**ACTIVITY**
If a line holds the word "nodes", copy it from the entries.

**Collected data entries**

PR #4140, opened 2015-11-02
Fix #4137: Caught errors named `undefined`

### LINKED ISSUE #4137: The caught error in `catch`-less `try`s are named `undefined`
```
$ bin/coffee -bpe 'try'
try {

} catch (undefined) {}
```

It should be called `error` just like when including `catch`:

```
$ bin/coffee -bpe 'try catch'
try {

} catch (error) {

}
```

lydell:
Previously, `catch`-less `try`s named the caught error `undefined`, instead of
`error` like usual.

I don’t know how/if to test this, which is why I included no test.

### DIFF
--- a/lib/coffee-script/nodes.js
+++ b/lib/coffee-script/nodes.js
@@ -2740,7 +2740,9 @@
       tryPart = this.attempt.compileToFragments(o, LEVEL_TOP);
       catchPart = this.recovery ? (generatedErrorVariableName = o.scope.freeVariable('error', {
         reserve: false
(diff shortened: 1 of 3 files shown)


vendethiel:
An issue-specific test case would be to try+throw and in the catch, `assert !undefined?` I guess...

michaelficarra:
@vendethiel `undefined` is a keyword. No tests needed.

vendethiel:
We don't compile with "use strict" thoigh, do we?

michaelficarra:
You can still create a binding named undefined in strict mode. And we compile `undefined` to `void 0` anyway.

vendethiel:
If you create a binding named undefined in strict mode, it wouldn't retain its value, right? So the `!undefined?` test would be okay... Barring what you just reminded me about it being compiled to `void 0` – thanks.
I guess it's really not worth to test it with backticks, so I'll drop it. Thanks @lydell !

michaelficarra:
I'm not sure why you keep bringing up strict mode, though. The only restricted binding names in strict mode are `arguments` and `eval`. Strict mode shouldn't have an effect on this problem, even if we were compiling to the identifier `undefined`.

vendethiel:
I'm just mixing up forbidden **assignment** to undefined in strict mode (which is an exception), and binding (here in a catch clause) (it would've broken all the javascript libraries doing stuff like `!function (undefined){}()`, I guess? Not sure why that wasn't disallowed as well).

**RESULT OF THE EXERCISE**
--- a/lib/coffee-script/nodes.js
+++ b/lib/coffee-script/nodes.js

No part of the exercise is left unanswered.